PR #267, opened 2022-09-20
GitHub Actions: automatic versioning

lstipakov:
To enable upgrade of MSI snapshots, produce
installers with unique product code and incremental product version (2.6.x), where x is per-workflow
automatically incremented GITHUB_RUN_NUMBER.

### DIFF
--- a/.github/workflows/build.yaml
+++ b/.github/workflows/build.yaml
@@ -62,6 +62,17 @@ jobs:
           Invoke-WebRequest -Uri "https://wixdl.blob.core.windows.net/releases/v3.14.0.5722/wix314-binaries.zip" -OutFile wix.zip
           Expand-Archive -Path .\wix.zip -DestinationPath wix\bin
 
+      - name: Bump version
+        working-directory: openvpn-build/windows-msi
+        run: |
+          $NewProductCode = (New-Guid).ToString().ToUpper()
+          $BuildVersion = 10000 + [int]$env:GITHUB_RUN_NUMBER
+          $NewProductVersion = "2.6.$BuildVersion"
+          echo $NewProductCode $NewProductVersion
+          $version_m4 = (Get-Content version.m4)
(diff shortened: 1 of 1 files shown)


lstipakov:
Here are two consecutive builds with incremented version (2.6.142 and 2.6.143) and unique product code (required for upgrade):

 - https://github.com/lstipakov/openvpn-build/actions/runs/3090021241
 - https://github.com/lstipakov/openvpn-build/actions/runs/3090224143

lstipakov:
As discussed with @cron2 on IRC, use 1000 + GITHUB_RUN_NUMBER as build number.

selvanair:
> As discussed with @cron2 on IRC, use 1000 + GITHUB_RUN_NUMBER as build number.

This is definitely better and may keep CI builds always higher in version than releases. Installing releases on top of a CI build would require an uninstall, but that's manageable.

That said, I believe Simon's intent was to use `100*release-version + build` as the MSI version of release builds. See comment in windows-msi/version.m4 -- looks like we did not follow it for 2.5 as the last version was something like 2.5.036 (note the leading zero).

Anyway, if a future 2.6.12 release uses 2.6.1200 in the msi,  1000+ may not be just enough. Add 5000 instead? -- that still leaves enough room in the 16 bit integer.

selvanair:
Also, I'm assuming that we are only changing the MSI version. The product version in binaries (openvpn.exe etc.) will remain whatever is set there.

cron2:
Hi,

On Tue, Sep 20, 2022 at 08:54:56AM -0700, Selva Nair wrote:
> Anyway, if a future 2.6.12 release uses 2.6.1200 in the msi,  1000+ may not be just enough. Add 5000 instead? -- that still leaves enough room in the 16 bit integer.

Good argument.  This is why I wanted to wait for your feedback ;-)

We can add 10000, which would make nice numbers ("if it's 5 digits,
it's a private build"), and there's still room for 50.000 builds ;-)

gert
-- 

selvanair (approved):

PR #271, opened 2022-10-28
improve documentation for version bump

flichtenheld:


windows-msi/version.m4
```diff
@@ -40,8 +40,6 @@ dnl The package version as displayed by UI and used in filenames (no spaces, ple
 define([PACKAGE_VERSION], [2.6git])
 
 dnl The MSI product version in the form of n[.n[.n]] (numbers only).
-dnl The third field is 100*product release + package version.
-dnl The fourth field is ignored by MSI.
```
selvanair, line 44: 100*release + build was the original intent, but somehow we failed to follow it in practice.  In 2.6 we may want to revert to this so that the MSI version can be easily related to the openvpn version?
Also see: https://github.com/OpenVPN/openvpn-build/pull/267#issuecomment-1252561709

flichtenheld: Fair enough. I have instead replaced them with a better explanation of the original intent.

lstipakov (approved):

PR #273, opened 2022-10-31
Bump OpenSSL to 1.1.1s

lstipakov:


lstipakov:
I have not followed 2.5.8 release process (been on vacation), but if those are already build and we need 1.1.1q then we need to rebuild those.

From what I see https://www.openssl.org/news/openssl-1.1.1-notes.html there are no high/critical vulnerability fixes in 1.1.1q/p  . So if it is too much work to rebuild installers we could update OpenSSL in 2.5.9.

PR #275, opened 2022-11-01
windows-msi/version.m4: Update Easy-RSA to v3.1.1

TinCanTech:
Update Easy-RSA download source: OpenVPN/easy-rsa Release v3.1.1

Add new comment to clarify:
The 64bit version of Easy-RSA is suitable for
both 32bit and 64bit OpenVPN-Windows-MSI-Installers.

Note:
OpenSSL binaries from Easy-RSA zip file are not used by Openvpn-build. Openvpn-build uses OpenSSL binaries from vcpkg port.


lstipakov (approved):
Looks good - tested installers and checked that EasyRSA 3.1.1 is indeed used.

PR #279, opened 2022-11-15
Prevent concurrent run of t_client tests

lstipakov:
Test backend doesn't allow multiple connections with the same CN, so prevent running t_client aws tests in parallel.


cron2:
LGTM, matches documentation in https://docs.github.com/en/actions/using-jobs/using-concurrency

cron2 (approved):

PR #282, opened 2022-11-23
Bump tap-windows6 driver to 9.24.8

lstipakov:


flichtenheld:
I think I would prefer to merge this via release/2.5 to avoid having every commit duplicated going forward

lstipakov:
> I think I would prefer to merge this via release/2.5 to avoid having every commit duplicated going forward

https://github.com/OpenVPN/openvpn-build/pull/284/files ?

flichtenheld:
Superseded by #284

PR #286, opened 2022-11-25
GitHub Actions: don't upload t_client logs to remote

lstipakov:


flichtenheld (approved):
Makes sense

+===+

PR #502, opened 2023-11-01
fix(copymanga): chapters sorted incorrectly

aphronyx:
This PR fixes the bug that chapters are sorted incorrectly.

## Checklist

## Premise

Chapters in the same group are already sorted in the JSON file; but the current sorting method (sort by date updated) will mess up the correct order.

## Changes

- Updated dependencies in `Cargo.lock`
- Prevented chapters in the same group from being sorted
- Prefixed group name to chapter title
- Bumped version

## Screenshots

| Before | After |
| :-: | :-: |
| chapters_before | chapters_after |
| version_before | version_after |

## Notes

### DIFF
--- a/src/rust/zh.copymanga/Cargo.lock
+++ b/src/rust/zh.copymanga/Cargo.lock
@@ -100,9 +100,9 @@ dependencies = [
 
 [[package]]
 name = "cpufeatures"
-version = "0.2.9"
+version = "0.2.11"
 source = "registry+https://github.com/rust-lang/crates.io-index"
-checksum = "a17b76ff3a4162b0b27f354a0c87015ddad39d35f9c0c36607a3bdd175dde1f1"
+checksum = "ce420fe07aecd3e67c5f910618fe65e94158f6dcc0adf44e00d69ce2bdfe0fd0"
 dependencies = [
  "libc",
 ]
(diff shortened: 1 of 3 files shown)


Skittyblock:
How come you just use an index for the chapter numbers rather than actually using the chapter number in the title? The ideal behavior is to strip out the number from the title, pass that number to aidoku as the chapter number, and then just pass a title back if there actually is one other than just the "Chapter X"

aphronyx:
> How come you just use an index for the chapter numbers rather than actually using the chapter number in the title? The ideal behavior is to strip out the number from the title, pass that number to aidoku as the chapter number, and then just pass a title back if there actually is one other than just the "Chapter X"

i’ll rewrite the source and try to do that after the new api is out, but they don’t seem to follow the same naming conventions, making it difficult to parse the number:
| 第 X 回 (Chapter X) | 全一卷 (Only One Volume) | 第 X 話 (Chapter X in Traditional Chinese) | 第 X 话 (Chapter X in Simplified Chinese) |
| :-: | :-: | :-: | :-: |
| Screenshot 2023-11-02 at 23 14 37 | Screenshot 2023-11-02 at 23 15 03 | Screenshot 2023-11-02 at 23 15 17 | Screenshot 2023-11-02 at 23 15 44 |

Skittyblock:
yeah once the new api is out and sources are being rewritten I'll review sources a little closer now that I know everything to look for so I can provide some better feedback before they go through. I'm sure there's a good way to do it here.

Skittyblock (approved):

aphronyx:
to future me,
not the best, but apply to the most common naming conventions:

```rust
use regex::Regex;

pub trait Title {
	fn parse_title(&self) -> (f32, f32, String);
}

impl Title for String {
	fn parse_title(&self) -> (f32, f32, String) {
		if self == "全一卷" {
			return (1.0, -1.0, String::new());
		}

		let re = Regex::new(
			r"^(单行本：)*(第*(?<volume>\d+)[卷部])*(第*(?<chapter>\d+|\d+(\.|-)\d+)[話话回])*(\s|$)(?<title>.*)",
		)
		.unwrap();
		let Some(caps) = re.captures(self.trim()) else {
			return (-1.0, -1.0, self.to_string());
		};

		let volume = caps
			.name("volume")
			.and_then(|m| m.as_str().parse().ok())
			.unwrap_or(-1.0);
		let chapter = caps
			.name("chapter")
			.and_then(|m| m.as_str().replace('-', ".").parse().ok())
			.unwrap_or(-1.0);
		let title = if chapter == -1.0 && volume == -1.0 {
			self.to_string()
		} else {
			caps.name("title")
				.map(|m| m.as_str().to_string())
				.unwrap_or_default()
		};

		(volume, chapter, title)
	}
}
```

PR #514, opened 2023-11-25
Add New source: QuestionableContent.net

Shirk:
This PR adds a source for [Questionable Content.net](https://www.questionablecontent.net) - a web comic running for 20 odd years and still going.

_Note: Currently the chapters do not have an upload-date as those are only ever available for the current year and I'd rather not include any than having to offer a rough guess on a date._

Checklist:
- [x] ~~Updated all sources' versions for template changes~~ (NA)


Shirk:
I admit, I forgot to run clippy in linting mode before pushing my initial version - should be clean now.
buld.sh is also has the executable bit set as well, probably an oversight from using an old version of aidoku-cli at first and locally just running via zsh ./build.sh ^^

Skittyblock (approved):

+===+

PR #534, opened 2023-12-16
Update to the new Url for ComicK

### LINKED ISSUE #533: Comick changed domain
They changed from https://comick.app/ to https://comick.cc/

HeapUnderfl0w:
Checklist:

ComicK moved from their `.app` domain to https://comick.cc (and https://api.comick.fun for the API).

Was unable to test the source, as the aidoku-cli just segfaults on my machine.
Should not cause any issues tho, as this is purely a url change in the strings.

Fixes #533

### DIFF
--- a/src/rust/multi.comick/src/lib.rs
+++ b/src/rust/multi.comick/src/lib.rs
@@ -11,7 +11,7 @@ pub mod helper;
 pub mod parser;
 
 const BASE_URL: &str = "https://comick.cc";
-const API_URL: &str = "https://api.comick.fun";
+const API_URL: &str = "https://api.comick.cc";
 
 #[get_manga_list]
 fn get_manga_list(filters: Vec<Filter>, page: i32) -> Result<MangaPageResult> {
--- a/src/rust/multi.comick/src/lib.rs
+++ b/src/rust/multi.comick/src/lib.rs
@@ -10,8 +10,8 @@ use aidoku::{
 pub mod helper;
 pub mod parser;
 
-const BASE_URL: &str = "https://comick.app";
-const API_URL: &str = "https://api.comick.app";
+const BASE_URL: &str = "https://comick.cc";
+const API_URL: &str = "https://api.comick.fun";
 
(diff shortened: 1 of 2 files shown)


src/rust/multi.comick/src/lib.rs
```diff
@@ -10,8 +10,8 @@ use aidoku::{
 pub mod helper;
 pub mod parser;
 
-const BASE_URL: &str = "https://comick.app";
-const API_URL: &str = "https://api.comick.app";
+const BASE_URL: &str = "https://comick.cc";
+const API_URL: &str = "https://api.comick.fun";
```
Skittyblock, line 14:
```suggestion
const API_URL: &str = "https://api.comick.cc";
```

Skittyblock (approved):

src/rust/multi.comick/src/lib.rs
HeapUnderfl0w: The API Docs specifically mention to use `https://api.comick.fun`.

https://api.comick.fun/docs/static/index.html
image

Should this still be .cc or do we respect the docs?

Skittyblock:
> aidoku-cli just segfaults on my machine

+===+

*Task requirements:* Go through the material above and count the lines that include "shortened". Give the number alone.

*Written solution:* 3